[Collected data entries]
==========

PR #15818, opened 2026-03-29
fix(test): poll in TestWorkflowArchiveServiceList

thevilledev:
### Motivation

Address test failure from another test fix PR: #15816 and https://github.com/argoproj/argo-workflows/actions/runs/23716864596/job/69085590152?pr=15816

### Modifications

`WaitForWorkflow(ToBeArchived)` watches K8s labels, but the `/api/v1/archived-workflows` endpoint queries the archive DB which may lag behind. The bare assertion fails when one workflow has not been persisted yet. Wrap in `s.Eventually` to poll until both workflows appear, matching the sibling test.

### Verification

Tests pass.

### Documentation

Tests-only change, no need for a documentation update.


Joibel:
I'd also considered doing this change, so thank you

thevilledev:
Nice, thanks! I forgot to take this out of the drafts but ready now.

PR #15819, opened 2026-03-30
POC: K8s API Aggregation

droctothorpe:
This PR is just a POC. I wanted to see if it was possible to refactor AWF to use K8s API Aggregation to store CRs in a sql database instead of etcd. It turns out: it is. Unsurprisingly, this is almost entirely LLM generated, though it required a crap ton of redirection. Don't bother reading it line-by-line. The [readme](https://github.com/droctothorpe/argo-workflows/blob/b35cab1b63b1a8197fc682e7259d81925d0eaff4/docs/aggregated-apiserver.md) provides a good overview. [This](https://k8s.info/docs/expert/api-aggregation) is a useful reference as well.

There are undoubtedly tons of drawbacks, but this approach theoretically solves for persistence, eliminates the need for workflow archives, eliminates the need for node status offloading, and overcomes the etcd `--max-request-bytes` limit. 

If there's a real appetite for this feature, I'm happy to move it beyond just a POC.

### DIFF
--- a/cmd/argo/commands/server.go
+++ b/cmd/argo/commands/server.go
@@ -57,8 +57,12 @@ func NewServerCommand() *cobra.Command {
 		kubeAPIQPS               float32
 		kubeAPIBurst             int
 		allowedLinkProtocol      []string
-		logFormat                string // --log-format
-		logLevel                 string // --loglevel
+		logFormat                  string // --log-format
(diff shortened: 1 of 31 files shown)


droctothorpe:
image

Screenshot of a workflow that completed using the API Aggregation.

==========

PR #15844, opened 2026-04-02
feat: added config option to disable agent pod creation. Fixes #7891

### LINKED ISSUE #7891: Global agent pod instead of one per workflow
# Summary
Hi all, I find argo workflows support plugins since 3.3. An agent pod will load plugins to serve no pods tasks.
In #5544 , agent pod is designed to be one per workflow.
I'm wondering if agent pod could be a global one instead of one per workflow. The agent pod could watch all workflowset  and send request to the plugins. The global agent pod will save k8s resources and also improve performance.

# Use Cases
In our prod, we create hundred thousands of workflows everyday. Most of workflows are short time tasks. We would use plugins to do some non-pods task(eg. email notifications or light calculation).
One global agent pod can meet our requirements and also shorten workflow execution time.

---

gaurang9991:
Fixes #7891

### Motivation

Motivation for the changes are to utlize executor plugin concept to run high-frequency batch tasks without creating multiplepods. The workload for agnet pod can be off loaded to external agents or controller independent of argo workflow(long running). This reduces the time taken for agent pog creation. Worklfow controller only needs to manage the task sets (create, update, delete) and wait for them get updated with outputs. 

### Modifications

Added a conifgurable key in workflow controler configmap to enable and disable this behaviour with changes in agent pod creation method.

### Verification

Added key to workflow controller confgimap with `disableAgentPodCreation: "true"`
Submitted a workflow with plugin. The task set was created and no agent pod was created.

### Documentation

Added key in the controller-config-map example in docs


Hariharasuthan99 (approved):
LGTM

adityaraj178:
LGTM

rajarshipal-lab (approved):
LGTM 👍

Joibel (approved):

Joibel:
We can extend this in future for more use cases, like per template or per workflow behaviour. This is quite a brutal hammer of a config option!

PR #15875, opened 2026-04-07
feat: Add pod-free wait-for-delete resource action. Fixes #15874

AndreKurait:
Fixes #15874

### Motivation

==========

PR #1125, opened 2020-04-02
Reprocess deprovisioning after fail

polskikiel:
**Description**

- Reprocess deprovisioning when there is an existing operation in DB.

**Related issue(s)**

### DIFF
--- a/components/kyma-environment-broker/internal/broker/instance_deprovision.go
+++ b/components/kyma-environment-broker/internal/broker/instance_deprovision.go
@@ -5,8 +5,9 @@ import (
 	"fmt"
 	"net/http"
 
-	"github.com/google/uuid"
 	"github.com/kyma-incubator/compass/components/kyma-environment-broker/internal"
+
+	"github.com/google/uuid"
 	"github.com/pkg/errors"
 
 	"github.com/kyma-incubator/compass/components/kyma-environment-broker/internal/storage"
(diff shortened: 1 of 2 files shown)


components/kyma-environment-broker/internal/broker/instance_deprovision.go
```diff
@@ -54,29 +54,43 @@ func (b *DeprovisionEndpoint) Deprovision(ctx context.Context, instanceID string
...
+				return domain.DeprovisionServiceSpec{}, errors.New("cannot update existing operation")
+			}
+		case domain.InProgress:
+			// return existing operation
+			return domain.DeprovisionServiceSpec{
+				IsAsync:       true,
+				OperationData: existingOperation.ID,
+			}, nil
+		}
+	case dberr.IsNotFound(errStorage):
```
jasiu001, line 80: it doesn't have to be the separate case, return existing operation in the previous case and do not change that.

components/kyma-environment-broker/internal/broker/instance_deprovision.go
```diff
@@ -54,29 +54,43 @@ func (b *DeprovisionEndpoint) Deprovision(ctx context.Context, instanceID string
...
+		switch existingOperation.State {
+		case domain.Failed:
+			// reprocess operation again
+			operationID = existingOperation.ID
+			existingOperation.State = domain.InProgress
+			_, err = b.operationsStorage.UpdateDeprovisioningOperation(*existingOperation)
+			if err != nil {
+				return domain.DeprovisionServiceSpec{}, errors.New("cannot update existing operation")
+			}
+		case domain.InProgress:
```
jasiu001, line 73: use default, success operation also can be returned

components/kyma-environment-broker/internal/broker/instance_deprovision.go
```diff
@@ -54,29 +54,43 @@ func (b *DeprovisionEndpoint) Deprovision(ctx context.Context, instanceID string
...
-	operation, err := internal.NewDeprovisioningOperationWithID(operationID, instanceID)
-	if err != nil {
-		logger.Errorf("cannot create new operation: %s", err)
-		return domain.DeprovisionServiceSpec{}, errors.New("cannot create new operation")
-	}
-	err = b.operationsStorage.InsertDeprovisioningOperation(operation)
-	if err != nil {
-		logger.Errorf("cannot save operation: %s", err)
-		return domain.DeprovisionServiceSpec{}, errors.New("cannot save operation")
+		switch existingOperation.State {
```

==========

**TASK DETAILS:**
Copy out, from the data above, each line where the string "commands" is present.

**ANSWER BOX:**
--- a/cmd/argo/commands/server.go
+++ b/cmd/argo/commands/server.go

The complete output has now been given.